Johann Jakob Nöggerath (also as Johann Jacob Noeggerath) (10 October 1788 – 13 September 1877), German mineralogist and geologist, was born at Bonn.

In 1814-1815 he became a commissioner of mines for some of the Rhine provinces, and in 1818 became an associate professor at the newly established University of Bonn. In 1821 he was named a full professor of mineralogy and mining sciences at Bonn, where he also served as director of the university's natural history museum.
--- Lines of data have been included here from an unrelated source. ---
PR #557, opened 2024-07-15
chore: separate + organize apps from libs

mPaella:
## Description

separate apps from libs, and adds separate build commands (now if u just wanna build the libs, u dont have to build 4 react/nextjs applications also)

## Test plan

ci


apps/wallets/aa/nextjs/package.json
```diff
@@ -15,7 +15,8 @@
         "ethers": "5.7.2",
         "next": "13.5.6",
         "react": "^18",
-        "react-dom": "^18"
+        "react-dom": "^18",
+        "viem": "2.13.1"
```
mPaella, line 19: pnpm again being awesome, discovering incorrectly used dependencies

we were importing and using viem, but its not set as a dep - now it is

devlyn37 (approved):

PR #562, opened 2024-07-15
changesets: tweak commands

mPaella:
## Description

tweak command so its easier to use changesets

## Test plan

commands work


packages/client/base/package.json
```diff
@@ -31,8 +31,5 @@
         "@ethersproject/transactions": "5.7.0",
         "@solana/web3.js": "1.78.5",
         "@types/uuid": "9.0.4"
-    },
-    "publishConfig": {
```
mPaella, line 35: public is assumed

publishConfig should be used to specify when the package is restricted access, and if u dont want to publish at all it you would use private: true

He obtained a very fine collection of minerals for the museum, was eminently successful as a teacher, and achieved a wide reputation among mining engineers.

The following are his more important publications:
- Über aufrecht im Gebirgsgestein eingeschlossene fossile Baumstämme und andere Vegetabilien (1819–1821).
- Das Gebirge in Rheinland-Westphalen, nach mineralogischem und chemischem Bezuge (4 volumes, 1822–1826).
- Die Entstehung und Ausbildung der Erde, vorzüglich durch Beispiele aus Rheinland-Westphalen erläutert (1843).
- Der Laacher See und seine vulkanischen Umgebungen (1870).

The Carboniferous plant Noeggerathia, allied to the genus Zamia and to cycads, is named after him, as is the lunar crater Nöggerath. He died at Bonn.